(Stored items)
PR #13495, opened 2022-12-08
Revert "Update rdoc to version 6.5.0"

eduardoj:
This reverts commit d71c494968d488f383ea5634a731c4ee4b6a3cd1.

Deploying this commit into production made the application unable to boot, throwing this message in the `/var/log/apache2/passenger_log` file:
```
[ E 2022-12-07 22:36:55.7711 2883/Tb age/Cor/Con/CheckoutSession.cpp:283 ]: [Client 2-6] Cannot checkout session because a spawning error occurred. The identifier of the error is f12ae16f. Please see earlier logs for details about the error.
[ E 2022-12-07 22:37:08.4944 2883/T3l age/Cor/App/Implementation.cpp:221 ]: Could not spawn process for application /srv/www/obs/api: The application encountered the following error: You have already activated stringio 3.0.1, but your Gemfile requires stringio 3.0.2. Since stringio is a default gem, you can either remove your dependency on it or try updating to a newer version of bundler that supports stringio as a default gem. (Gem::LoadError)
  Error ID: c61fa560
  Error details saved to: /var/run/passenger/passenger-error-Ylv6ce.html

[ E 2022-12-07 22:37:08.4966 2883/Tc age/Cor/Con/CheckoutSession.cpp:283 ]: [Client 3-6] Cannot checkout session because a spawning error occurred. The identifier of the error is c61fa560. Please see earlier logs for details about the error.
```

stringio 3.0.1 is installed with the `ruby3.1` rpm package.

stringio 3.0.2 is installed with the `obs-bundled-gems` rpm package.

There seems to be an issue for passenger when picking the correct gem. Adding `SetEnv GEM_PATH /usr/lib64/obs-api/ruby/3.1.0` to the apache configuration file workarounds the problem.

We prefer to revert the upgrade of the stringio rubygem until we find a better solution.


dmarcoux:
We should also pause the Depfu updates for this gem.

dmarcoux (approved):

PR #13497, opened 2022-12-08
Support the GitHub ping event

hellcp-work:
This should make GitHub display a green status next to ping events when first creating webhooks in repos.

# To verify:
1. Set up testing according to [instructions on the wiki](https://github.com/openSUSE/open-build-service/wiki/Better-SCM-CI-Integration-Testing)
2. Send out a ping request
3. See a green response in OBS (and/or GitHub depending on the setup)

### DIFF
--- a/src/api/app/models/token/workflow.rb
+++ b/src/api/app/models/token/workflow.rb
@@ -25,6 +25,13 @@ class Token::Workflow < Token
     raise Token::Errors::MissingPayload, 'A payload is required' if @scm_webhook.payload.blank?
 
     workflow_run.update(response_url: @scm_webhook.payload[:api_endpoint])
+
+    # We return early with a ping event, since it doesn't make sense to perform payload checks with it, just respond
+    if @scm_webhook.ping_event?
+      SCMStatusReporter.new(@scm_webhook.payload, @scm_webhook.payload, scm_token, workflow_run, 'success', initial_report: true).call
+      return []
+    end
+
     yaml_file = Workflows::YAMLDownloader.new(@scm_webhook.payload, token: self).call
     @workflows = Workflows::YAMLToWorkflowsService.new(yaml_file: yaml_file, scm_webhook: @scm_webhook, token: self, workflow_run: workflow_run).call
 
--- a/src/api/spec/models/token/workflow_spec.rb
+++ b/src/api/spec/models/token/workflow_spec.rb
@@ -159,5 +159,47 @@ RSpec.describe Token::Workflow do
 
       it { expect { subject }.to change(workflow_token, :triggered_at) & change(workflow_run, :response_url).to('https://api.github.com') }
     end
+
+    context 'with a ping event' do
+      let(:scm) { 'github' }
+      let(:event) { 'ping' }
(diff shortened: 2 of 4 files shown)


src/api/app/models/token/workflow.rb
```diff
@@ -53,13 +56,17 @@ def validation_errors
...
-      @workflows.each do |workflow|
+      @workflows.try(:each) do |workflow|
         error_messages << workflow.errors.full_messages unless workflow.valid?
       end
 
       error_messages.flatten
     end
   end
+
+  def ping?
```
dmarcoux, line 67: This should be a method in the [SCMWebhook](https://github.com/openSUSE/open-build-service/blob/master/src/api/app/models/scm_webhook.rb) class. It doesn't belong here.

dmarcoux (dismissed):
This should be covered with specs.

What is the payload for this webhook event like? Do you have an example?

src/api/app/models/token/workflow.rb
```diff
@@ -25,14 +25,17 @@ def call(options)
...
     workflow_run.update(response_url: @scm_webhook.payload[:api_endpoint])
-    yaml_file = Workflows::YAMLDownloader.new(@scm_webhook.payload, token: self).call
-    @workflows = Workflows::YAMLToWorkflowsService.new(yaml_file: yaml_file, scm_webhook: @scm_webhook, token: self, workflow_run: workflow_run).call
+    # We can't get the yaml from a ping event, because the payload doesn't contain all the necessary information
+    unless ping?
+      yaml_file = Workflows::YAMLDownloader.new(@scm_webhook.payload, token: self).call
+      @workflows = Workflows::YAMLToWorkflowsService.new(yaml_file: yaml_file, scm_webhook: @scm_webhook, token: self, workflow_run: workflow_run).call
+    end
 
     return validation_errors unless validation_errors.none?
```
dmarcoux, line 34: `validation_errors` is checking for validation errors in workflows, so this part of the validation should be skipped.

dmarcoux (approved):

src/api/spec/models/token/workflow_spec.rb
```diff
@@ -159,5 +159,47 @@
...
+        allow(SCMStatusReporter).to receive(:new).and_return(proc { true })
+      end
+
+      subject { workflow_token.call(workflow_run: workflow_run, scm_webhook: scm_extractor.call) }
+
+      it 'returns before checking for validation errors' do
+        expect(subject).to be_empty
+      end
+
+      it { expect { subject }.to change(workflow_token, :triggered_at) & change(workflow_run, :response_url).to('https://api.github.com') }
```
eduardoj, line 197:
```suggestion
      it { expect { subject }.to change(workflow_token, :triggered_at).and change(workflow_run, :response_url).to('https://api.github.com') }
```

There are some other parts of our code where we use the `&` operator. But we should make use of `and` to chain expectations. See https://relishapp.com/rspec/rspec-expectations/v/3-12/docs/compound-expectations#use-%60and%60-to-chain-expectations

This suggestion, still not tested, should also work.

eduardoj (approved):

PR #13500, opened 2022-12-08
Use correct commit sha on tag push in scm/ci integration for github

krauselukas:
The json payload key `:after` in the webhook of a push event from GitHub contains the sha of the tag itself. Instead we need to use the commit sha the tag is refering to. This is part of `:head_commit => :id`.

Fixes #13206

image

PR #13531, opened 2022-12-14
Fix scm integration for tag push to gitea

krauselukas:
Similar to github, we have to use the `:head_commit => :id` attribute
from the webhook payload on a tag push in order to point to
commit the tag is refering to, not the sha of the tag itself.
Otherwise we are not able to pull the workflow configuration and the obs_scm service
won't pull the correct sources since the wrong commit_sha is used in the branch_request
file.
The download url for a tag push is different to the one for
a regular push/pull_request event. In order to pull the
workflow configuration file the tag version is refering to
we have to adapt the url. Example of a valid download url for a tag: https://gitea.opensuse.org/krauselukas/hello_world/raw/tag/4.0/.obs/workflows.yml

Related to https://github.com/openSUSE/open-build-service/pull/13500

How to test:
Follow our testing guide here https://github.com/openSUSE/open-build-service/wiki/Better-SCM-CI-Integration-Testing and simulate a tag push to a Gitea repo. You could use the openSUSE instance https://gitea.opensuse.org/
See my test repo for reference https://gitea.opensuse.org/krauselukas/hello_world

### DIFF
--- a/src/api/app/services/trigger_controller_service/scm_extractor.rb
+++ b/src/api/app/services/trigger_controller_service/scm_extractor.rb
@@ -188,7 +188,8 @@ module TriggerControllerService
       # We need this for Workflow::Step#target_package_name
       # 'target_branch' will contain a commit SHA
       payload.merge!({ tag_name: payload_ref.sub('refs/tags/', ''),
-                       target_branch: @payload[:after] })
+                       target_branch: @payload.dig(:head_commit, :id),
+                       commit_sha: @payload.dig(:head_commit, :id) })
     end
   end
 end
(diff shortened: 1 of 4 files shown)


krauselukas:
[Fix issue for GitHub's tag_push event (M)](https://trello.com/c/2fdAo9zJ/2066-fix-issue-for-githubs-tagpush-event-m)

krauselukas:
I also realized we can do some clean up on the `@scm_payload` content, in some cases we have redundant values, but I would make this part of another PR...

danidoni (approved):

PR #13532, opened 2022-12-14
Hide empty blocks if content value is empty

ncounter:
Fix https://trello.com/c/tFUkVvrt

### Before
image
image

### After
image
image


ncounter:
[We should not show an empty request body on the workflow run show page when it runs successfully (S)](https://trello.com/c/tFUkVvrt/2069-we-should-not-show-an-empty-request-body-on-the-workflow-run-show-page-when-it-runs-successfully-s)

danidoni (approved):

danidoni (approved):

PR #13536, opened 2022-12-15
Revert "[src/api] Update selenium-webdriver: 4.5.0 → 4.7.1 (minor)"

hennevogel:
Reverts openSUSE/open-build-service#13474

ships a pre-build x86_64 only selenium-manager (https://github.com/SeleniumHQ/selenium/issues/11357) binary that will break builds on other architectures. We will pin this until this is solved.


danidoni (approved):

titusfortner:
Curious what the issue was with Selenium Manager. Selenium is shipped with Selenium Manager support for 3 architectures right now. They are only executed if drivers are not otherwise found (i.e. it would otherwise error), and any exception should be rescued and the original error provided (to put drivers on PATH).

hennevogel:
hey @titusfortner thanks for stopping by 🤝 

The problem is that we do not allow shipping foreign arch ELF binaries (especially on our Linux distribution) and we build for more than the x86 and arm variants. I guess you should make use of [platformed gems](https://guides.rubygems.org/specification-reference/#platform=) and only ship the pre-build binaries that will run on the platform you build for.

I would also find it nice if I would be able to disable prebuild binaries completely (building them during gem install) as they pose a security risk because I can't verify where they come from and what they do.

What is expected: Look through the entries and find each line that has the string "SCMStatusReporter". Copy those lines.

Output below:
+      SCMStatusReporter.new(@scm_webhook.payload, @scm_webhook.payload, scm_token, workflow_run, 'success', initial_report: true).call
+        allow(SCMStatusReporter).to receive(:new).and_return(proc { true })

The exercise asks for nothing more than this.